TASK DATA:
PR #4147, opened 2025-01-15
[CALCITE-6786] ANY/SOME operator yields multiple rows in correlated queries

racevedoo:


core/src/main/java/org/apache/calcite/rel/rules/SubQueryRemoveRule.java
```diff
@@ -696,16 +696,15 @@ private static RexNode rewriteIn(RexSubQuery e, Set<CorrelationId> variablesSet,
...
-          builder.sortLimit(0, 1,
-              ImmutableList.of(builder.desc(builder.field("cs"))));
         } else {
           builder.distinct();
         }
+        // sorts input with desc order since we are interested
+        // only in the case when one of the values is true.
+        // When true value is absent then we are interested
+        // only in false value.
+        builder.sortLimit(0, 1,
```
racevedoo, line 706: This includes the `order by cs limit 1` clause in the correlated query case. Without it, multiple rows are returned, as described in the issue.

mihaibudiu: It looks like this was written by @vvysotskyi about 6 years ago, it would be great if he could comment.

core/src/test/resources/sql/sub-query.iq
```diff
@@ -1871,13 +1871,15 @@ select sal from "scott".emp e
...
 
 !ok
-EnumerableCalc(expr#0..4=[{inputs}], expr#5=[RAND()], expr#6=[CAST($t5):INTEGER NOT NULL], expr#7=[2], expr#8=[MOD($t6, $t7)], expr#9=[3], expr#10=[=($t8, $t9)], expr#11=[OR($t10, $t4)], SAL=[$t1], $condition=[$t11])
-  EnumerableMergeJoin(condition=[=($2, $3)], joinType=[left])
-    EnumerableSort(sort0=[$2], dir0=[ASC])
-      EnumerableCalc(expr#0..7=[{inputs}], EMPNO=[$t0], SAL=[$t5], DEPTNO=[$t7])
-        EnumerableTableScan(table=[[scott, EMP]])
-    EnumerableCalc(expr#0..2=[{inputs}], expr#3=[false], DEPTNO=[$t0], $f1=[$t3])
-      EnumerableTableScan(table=[[scott, DEPT]])
+EnumerableCalc(expr#0..2=[{inputs}], expr#3=[RAND()], expr#4=[CAST($t3):INTEGER NOT NULL], expr#5=[2], expr#6=[MOD($t4, $t5)], expr#7=[3], expr#8=[=($t6, $t7)], expr#9=[OR($t8, $t2)], SAL=[$t0], $condition=[$t9])
```
mihaibudiu, line 1874: all these now contain correlated subqueries.
I wonder whether these tests expect uncorrelated results. This would indicate that either the decorrelator fails on the new plans, or perhaps it's run too early.

racevedoo: In my understanding, the plan change is basically that the `EnumerableMergeJoin` was replaced with a `EnumerableCorrelate`. Aren't they similar in this case?

Naturally, the sort + limit is also introduced.

suibianwanwank: I agree that the plan after this PR is correct. 
For decorrelate failures, [CALCITE-6652] reported this issue. I'm trying to submit a PR next month, and after that, the plan should be better.

mihaibudiu: I believe that correlated queries in general are much less efficient than uncorrelated ones.
Moreover, the Calcite decorrelator can only decorrelate a limited number of patterns.
That's why a decorrelated plan is preferred to a plan that has correlated subqueries.
However, correctness is more important than performance, so we should take this change if it fixes a correctness bug.
The question was whether we could have both correctness and performance, but that can be part of a separate issue.

mihaibudiu (approved):

caicancai (approved):

suibianwanwank (approved):

PR #4148, opened 2025-01-15
[CALCITE-6788] LoptOptimizeJoinRule should delegate costs to optimization planner

arkanovicz:
`LoptOptimizeJoinRule` uses costs comparisons to recursively decide whether to add a join at the top of the joins tree or to push it down.

When doing so, instead of directly calling `mq.getCumulativeCost(rel)`, it should rely on `call.getPlanner.getCost(rel, mq)`, which will be used thereafter to choose the best joins tree.

This way, it becomes possible to customize the costs computation during the heuristic joins ordering phase by just altering the `getCost()` method of the optimization planner.

Without this patch, it is only possible to alter joins costs at the final phase of the algorithm, which defeats the goal of customizing them, including during the to-top/push-down phase.


xiedeyantu:
This issue has been resolved in #4231 . We will refer to the PR link and close this PR, and thank the @arkanovicz!

PR #4149, opened 2025-01-16
[CALCITE-6780] AbstractSqlTester fails to build query for expression TRIM(string)

ILuffZhe:
This patch skips extracting trimmed character for TRIM function in CheckFramework. 
Hence, after abstractSqlTester.buildQuery2(), expression `trim(' aAa ')` will be `select trim(p0) from (values (' aAa ')) as t(p0)`.
And expression `trim(both ' ' from ' aAa ')` will be `select trim(both ' ' from p0) from (values (' aAa ')) as t(p0)`.


core/src/main/java/org/apache/calcite/runtime/CalciteResource.java
```diff
@@ -948,8 +948,8 @@ ExInst<CalciteException> illegalArgumentForTableFunctionCall(String a0,
   @BaseMessage("Illegal arguments: The length of the keys array {0,number,#} is not equal to the length of the values array {1,number,#} in MAP_FROM_ARRAYS function")
   ExInst<CalciteException> illegalArgumentsInMapFromArraysFunc(int arg0, int arg1);
 
-  @BaseMessage("Trim error: trim character must be exactly 1 character")
```
mihaibudiu, line 951: this should read "the length of the string describing the trimmed character should be 1"

mihaibudiu (commented):
How is this related to the CheckerFramework?
I suspect that the JIRA title is wrong.
Maybe there is a problem in the AbstractSqlTester, but that's unrelated.

core/src/main/java/org/apache/calcite/runtime/CalciteResource.java
ILuffZhe: I've noticed that the former doc implies changing it to `Invalid argument...`.Since it is a strict rule in SQL standard, what about "Invalid argument ''{0}'' : the length of the string describing the trimmed character must be 1".

ILuffZhe:
> How is this related to the CheckerFramework? I suspect that the JIRA title is wrong. Maybe there is a problem in the AbstractSqlTester, but that's unrelated.

You are right this is not about CheckerFramework. I'm considering changing the summary to `AbstractSqlTester failed to build query for expression TRIM(string)`. What do you think?

mihaibudiu:
that is better, but I would say "fails" instead of "failed"

NobiGo (approved):

core/src/main/java/org/apache/calcite/runtime/CalciteResource.java
ILuffZhe: > this should read "the length of the string describing the trimmed character should be 1"

Done.

mihaibudiu:
I think we can merge this after squashing

NobiGo (approved):

PR #4150, opened 2025-01-17
[CALCITE-6789] A NumberFormatException was thrown when performing an aggregate query on a csv file.

hoperunChen:
Add a check for empty strings in the charToDecimalCast method, otherwise it will cause a NumberFormatException.


mihaibudiu:
I don't think this is the correct fix. This method is also invoked by casts from strings to numeric, and there it must throw.

hoperunChen:
If the value is null, this method will return null; why can’t it return null for an empty string as well? I believe the null check at the beginning was added precisely to prevent a NumberFormatException when creating a BigDecimal, wasn’t it?

linq4j/src/main/java/org/apache/calcite/linq4j/tree/Primitive.java
```diff
@@ -427,7 +427,7 @@ static BigDecimal checkOverflow(BigDecimal value, int precision, int scale,
   /** Called from BuiltInMethod.CHAR_DECIMAL_CAST_ROUNDING_MODE */
   public static @Nullable Object charToDecimalCast(
       @Nullable String value, int precision, int scale, RoundingMode roundingMode) {
-    if (value == null) {
+    if (value == null || value.isEmpty()) {
```
ILuffZhe, line 430: Can we have any tests here?

ILuffZhe (commented):
Hi @hoperunChen , please make sure your commit info consistent with JIRA ticket's summary. See https://calcite.apache.org/develop/#contributing.

linq4j/src/main/java/org/apache/calcite/linq4j/tree/Primitive.java
hoperunChen: Of course, testing can be done. My test case is attached in the comments on the [Jira ticket](https://issues.apache.org/jira/browse/CALCITE-6789); you can use my example to try it out.
If it’s truly impossible to modify the method, could you provide me with a solution to my issue? The CSV file is not controlled by the program, so I cannot change the values of the titles.

mihaibudiu:
You can run the existing tests on your machine using `./gradlew build`, this will show that this fix breaks many other tests.

hoperunChen:
Hi everyone, @ILuffZhe @mihaibudiu 
I have updated the commit message based on the previous feedback and added relevant test cases to validate the changes.
Please take a moment to review it again.  Let me know if there are any questions or concerns.  Thanks!

NobiGo:
It seems like I made a mistake. I retested the same data situation on Pg and it will threw an exception.
The test SQL in Postgresql:
```
CREATE TABLE public.newtable (
	"number" varchar NULL
);

INSERT INTO public.newtable("number") VALUES('');

INSERT INTO public.newtable("number") VALUES('1');
```

Then execute SQL:

```
SELECT sum(cast("number" as integer))
FROM public.newtable;
```
will throw exception: SQL 错误 [22P02]: ERROR: invalid input syntax for integer: "".
So maybe @hoperunChen should just need to add the data type in CSV title according to the comments in Jira.

example/csv/src/test/resources/sales/test.csv
```diff
@@ -0,0 +1,3 @@
+id,name,sex,age
```
NobiGo, line 1: According to other CSV files, there should be a data type here. If it is the default String type, it is normal for Calcite to throw an exception.

hoperunChen:
hi @NobiGo I agree with your point, but this CSV file is not prepared by developers or technical staff; it is provided by ordinary users who do not understand technology. We cannot demand that they define the type of each column, as this would lead to a poor user experience.

NobiGo:
> hi @NobiGo I agree with your point, but this CSV file is not prepared by developers or technical staff; it is provided by ordinary users who do not understand technology. We cannot demand that they define the type of each column, as this would lead to a poor user experience.

Yes. I get your point. Can we explain the default data types in the document to help you with your worries? The current PR changes have already affected all semantics of other non-CSV SQL types, which is unacceptable.

hoperunChen:
Alright, then we can only process the file again after the user submits the document.

However, I don’t quite understand why the charToDecimalCast() method only checks for null but not for an empty string. In what scenario would forcibly converting an empty string and then throwing an error be considered normal business logic? This is just a personal question, and I’d like to seek your advice.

PROBLEM DETAILS:
Pick every line containing the word "opened" out of the material, and copy those lines.

FINISHED TASK:
PR #4147, opened 2025-01-15
PR #4148, opened 2025-01-15
PR #4149, opened 2025-01-16
PR #4150, opened 2025-01-17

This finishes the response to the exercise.